_Extracted material_.
• • • •

Issue #836, opened 2025-09-30
Implement `beforeAgentInvocation` and `afterAgentInvocation` for LC4J 1.6.0


ricardozanini:
**What would you like to be added**:
After upgrading to LC4J 1.6.0 our implementation of their workflow API is missing the handlers for before and after agent invocation.

This can be mapped to our `inputFrom` (before) and `outputAs` after for each call agent task.

There are new objects introduced by the API named `AgentRequest` and `AgentReponse` that carry the input and output, respectively, to the calls that we must handle with `AgenticScope`.

**Why is this needed**:
To be 100% compatible with their API.

As a workaround, one can use our DSL instead and have more control of each agent call by implementing their own `Function` on `inputFrom` and `outputAs`. For example:

```java
AgentWorkflowBuilder.workflow().tasks(t -> t.agent(agent).inputFrom(AgenticScope -> {}).outputAs(AgenticScope -> {}))
```

And infer directly into the input/output of the agent task. Simple.

matheusandre1:
@ricardozanini Can I do that?

ricardozanini:
Oh this one is outdated, we are not using lc4j any longer in this project. Need to close this!

PR #837, opened 2025-09-30
Adapt quarkus

ricardozanini:
Manually upgrade due to API breaking, see #834


ricardozanini:
We will implement the new additions at another time. See #836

• • • •

_What to work on_.
Repeat the entries above exactly, from the first line through the line containing "To be 100% compatible with their API.".

_Response area_.
Issue #836, opened 2025-09-30
Implement `beforeAgentInvocation` and `afterAgentInvocation` for LC4J 1.6.0


ricardozanini:
**What would you like to be added**:
After upgrading to LC4J 1.6.0 our implementation of their workflow API is missing the handlers for before and after agent invocation.

This can be mapped to our `inputFrom` (before) and `outputAs` after for each call agent task.

There are new objects introduced by the API named `AgentRequest` and `AgentReponse` that carry the input and output, respectively, to the calls that we must handle with `AgenticScope`.

**Why is this needed**:
To be 100% compatible with their API.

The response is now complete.